PR #35652, opened 2023-02-23
scons: add a new version

hyoklee:
This will help https://github.com/spack/spack/pull/35649


tldahlgren (commented):
Confirmed the sha256.

adamjstewart (commented):
The base class adds python as a build/run dep, but the package adds it as a build/link dep. Does the package actually link to python's libs/headers? If not I would remove the python dep since it's already added by the base class and Spack only supports 3.7+ anyway

hyoklee:
> 

@adamjstewart , would you please ping the original author of this package?
 If no one maintains it, I can try removing Python dependency but 
I want to defer to someone who wrote this package first.

adamjstewart:
I'm pretty sure I'm the one who wrote it. I just checked and it doesn't link to python, so you can simply remove the dep and use the one inherited from the base class.

adamjstewart (approved):

PR #35655, opened 2023-02-23
Add LLVM_ENABLE_RTTI option to llvm-amdgpu package, required by mesa.

nicholas-sly:
This change is required to enable building mesa against this package, as is done when building the E4S full-stack in their own minimal container.


becker33 (approved):

srekolam (commented):
This flag does not seem to be set in our internal CI builds. I need to reconfirm if this is can be enabled . Just need a little time more time to consult with the team

srekolam (approved):
verified with the team internally. It is okay if this needs to be enabled for mesa. In our internal ci builds,  it is turned off though.

alalazo:
@spackbot run pipeline

becker33:
@spackbot run pipeline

● ● ●

Write the listing out again, matching every line exactly.

◆ Task answer
PR #35652, opened 2023-02-23
scons: add a new version

hyoklee:
This will help https://github.com/spack/spack/pull/35649


tldahlgren (commented):
Confirmed the sha256.

adamjstewart (commented):
The base class adds python as a build/run dep, but the package adds it as a build/link dep. Does the package actually link to python's libs/headers? If not I would remove the python dep since it's already added by the base class and Spack only supports 3.7+ anyway

hyoklee:
> 

@adamjstewart , would you please ping the original author of this package?
 If no one maintains it, I can try removing Python dependency but 
I want to defer to someone who wrote this package first.

adamjstewart:
I'm pretty sure I'm the one who wrote it. I just checked and it doesn't link to python, so you can simply remove the dep and use the one inherited from the base class.

adamjstewart (approved):

PR #35655, opened 2023-02-23
Add LLVM_ENABLE_RTTI option to llvm-amdgpu package, required by mesa.

nicholas-sly:
This change is required to enable building mesa against this package, as is done when building the E4S full-stack in their own minimal container.


becker33 (approved):

srekolam (commented):
This flag does not seem to be set in our internal CI builds. I need to reconfirm if this is can be enabled . Just need a little time more time to consult with the team

srekolam (approved):
verified with the team internally. It is okay if this needs to be enabled for mesa. In our internal ci builds,  it is turned off though.

alalazo:
@spackbot run pipeline

becker33:
@spackbot run pipeline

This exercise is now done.